REQUIRED WORK:
An exact, complete copy of the entries is what is needed.

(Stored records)
PR #14, opened 2019-01-28
Implement Picker

blinkdog:
This PR implements the core functionality of the Picker component.

1. Ask the REST DB for one or more TransferRequests to process
2. Ask the File Catalog for all files indicated by the source of the TransferRequest
3. Bulk update the REST DB with new File objects for each file that needs to be transferred
4. Mark the TransferRequest as completed with the REST DB

The coverage tests are not complete yet, but opening the PR allows code review to take place concurrently.

### DIFF
--- a/local-secret
+++ b/local-secret
@@ -1,1 +1,0 @@
-TpnW/sVYy/5gPpTOTSWuv1E4io8HyUa4vja8qZoYqa0=
--- a/local-secret
+++ b/local-secret
@@ -1,0 +1,1 @@
+TpnW/sVYy/5gPpTOTSWuv1E4io8HyUa4vja8qZoYqa0=
--- a/lta/picker.py
+++ b/lta/picker.py
@@ -58,7 +58,7 @@ class Picker:
         logger - The object the picker should use for logging.
         """
         # validate provided configuration
-        for name in EXPECTED_CONFIG.keys():
+        for name in EXPECTED_CONFIG:
             if name not in config:
                 raise ValueError(f"Missing expected configuration parameter: '{name}'")
             if not config[name]:
@@ -84,7 +84,7 @@ class Picker:
         self.last_work_end_timestamp = timestamp
         self.lta_ok = False
         self.logger.info(f"Picker '{self.picker_name}' is configured:")
-        for name in EXPECTED_CONFIG.keys():
+        for name in EXPECTED_CONFIG:
             self.logger.info(f"{name} = {config[name]}")
 
     async def run(self) -> None:
--- a/lta/picker.py
+++ b/lta/picker.py
@@ -9,7 +9,7 @@ import logging
 import platform
 from rest_tools.client import RestClient  # type: ignore
 import sys
-from typing import Dict
+from typing import Any, Dict, List, Union
 from urllib.parse import urljoin
 
 from .config import from_environment
@@ -35,6 +35,9 @@ HEARTBEAT_STATE = [
     "last_work_end_timestamp",
     "lta_ok"
 ]
+
+FileType = Dict[str, Union[str, Dict[Any, Any]]]
+FileList = List[FileType]
 
 
 class Picker:
@@ -154,9 +157,9 @@ class Picker:
         fc_response = await fc_rc.request('GET', f'/api/files?query={query_json}')
         self.logger.info(f'File Catalog returned {len(fc_response["files"])} file(s) to process.')
         # for each file provided by the catalog
-        bulk_create = []
+        bulk_create: FileList = []
         for catalog_file in fc_response["files"]:
-            await self._do_work_catalog_file(lta_rc, tr, fc_rc, dests, catalog_file, bulk_create)
+            bulk_create = bulk_create + await self._do_work_catalog_file(lta_rc, tr, fc_rc, dests, catalog_file)
         # 3. Update the REST DB with Files needed for bundling
         self.logger.info(f'Identified {len(bulk_create)} transfer(s) to add to the REST DB.')
         create_body = {
@@ -175,10 +178,12 @@ class Picker:
         await lta_rc.request('PATCH', f'/TransferRequests/{tr["uuid"]}', complete)
         self.logger.info(f'Done working on TransferRequest {tr["uuid"]}.')
 
-    async def _do_work_catalog_file(self, lta_rc, tr, fc_rc, dests, catalog_file, bulk_create) -> None:
+    async def _do_work_catalog_file(self, lta_rc, tr, fc_rc, dests, catalog_file) -> FileList:
         self.logger.info(f'Processing catalog file: {catalog_file["logical_name"]}')
         # ask the File Catalog for the full record of the file
         fc_response2 = await fc_rc.request('GET', f'/api/files/{catalog_file["uuid"]}')
+        # create a container to hold our results
+        bulk_create: FileList = []
         # for each destination in the transfer request
         for dest in dests:
             # check to see if our full record contains that location
@@ -201,6 +206,8 @@ class Picker:
                 "catalog": fc_response2
             }
             bulk_create.append(file_obj)
+        # return our list to the caller
+        return bulk_create
 
 
 async def patch_status_heartbeat(picker: Picker) -> bool:
--- a/lta/picker.py
+++ b/lta/picker.py
@@ -124,7 +124,7 @@ class Picker:
         response = await lta_rc.request('POST', '/TransferRequests/actions/pop?source=WIPAC', pop_body)
         self.logger.info(f"LTA DB responded with: {response}")
         results = response["results"]
-        if len(results) < 1:
+        if not results:
             self.logger.info(f"No TransferRequests are available to work on. Going on vacation.")
             return
         self.logger.info(f"There are {len(results)} TransferRequest(s) to work on.")
--- a/lta/picker.py
+++ b/lta/picker.py
@@ -3,6 +3,7 @@
 
 import asyncio
 from datetime import datetime
+import json
 from logging import Logger
 import logging
 from rest_tools.client import RestClient  # type: ignore
@@ -14,6 +15,7 @@ from .config import from_environment
 from .log_format import StructuredFormatter
 
 EXPECTED_CONFIG = [
+    "FILE_CATALOG_REST_TOKEN",
     "FILE_CATALOG_REST_URL",
     "HEARTBEAT_PATCH_RETRIES",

SOLUTION TO THE PROBLEM:
PR #14, opened 2019-01-28
Implement Picker

blinkdog:
This PR implements the core functionality of the Picker component.

1. Ask the REST DB for one or more TransferRequests to process
2. Ask the File Catalog for all files indicated by the source of the TransferRequest
3. Bulk update the REST DB with new File objects for each file that needs to be transferred
4. Mark the TransferRequest as completed with the REST DB

The coverage tests are not complete yet, but opening the PR allows code review to take place concurrently.

### DIFF
--- a/local-secret
+++ b/local-secret
@@ -1,1 +1,0 @@
-TpnW/sVYy/5gPpTOTSWuv1E4io8HyUa4vja8qZoYqa0=
--- a/local-secret
+++ b/local-secret
@@ -1,0 +1,1 @@
+TpnW/sVYy/5gPpTOTSWuv1E4io8HyUa4vja8qZoYqa0=
--- a/lta/picker.py
+++ b/lta/picker.py
@@ -58,7 +58,7 @@ class Picker:
         logger - The object the picker should use for logging.
         """
         # validate provided configuration
-        for name in EXPECTED_CONFIG.keys():
+        for name in EXPECTED_CONFIG:
             if name not in config:
                 raise ValueError(f"Missing expected configuration parameter: '{name}'")
             if not config[name]:
@@ -84,7 +84,7 @@ class Picker:
         self.last_work_end_timestamp = timestamp
         self.lta_ok = False
         self.logger.info(f"Picker '{self.picker_name}' is configured:")
-        for name in EXPECTED_CONFIG.keys():
+        for name in EXPECTED_CONFIG:
             self.logger.info(f"{name} = {config[name]}")
 
     async def run(self) -> None:
--- a/lta/picker.py
+++ b/lta/picker.py
@@ -9,7 +9,7 @@ import logging
 import platform
 from rest_tools.client import RestClient  # type: ignore
 import sys
-from typing import Dict
+from typing import Any, Dict, List, Union
 from urllib.parse import urljoin
 
 from .config import from_environment
@@ -35,6 +35,9 @@ HEARTBEAT_STATE = [
     "last_work_end_timestamp",
     "lta_ok"
 ]
+
+FileType = Dict[str, Union[str, Dict[Any, Any]]]
+FileList = List[FileType]
 
 
 class Picker:
@@ -154,9 +157,9 @@ class Picker:
         fc_response = await fc_rc.request('GET', f'/api/files?query={query_json}')
         self.logger.info(f'File Catalog returned {len(fc_response["files"])} file(s) to process.')
         # for each file provided by the catalog
-        bulk_create = []
+        bulk_create: FileList = []
         for catalog_file in fc_response["files"]:
-            await self._do_work_catalog_file(lta_rc, tr, fc_rc, dests, catalog_file, bulk_create)
+            bulk_create = bulk_create + await self._do_work_catalog_file(lta_rc, tr, fc_rc, dests, catalog_file)
         # 3. Update the REST DB with Files needed for bundling
         self.logger.info(f'Identified {len(bulk_create)} transfer(s) to add to the REST DB.')
         create_body = {
@@ -175,10 +178,12 @@ class Picker:
         await lta_rc.request('PATCH', f'/TransferRequests/{tr["uuid"]}', complete)
         self.logger.info(f'Done working on TransferRequest {tr["uuid"]}.')
 
-    async def _do_work_catalog_file(self, lta_rc, tr, fc_rc, dests, catalog_file, bulk_create) -> None:
+    async def _do_work_catalog_file(self, lta_rc, tr, fc_rc, dests, catalog_file) -> FileList:
         self.logger.info(f'Processing catalog file: {catalog_file["logical_name"]}')
         # ask the File Catalog for the full record of the file
         fc_response2 = await fc_rc.request('GET', f'/api/files/{catalog_file["uuid"]}')
+        # create a container to hold our results
+        bulk_create: FileList = []
         # for each destination in the transfer request
         for dest in dests:
             # check to see if our full record contains that location
@@ -201,6 +206,8 @@ class Picker:
                 "catalog": fc_response2
             }
             bulk_create.append(file_obj)
+        # return our list to the caller
+        return bulk_create
 
 
 async def patch_status_heartbeat(picker: Picker) -> bool:
--- a/lta/picker.py
+++ b/lta/picker.py
@@ -124,7 +124,7 @@ class Picker:
         response = await lta_rc.request('POST', '/TransferRequests/actions/pop?source=WIPAC', pop_body)
         self.logger.info(f"LTA DB responded with: {response}")
         results = response["results"]
-        if len(results) < 1:
+        if not results:
             self.logger.info(f"No TransferRequests are available to work on. Going on vacation.")
             return
         self.logger.info(f"There are {len(results)} TransferRequest(s) to work on.")
--- a/lta/picker.py
+++ b/lta/picker.py
@@ -3,6 +3,7 @@
 
 import asyncio
 from datetime import datetime
+import json
 from logging import Logger
 import logging
 from rest_tools.client import RestClient  # type: ignore
@@ -14,6 +15,7 @@ from .config import from_environment
 from .log_format import StructuredFormatter
 
 EXPECTED_CONFIG = [
+    "FILE_CATALOG_REST_TOKEN",
     "FILE_CATALOG_REST_URL",
     "HEARTBEAT_PATCH_RETRIES",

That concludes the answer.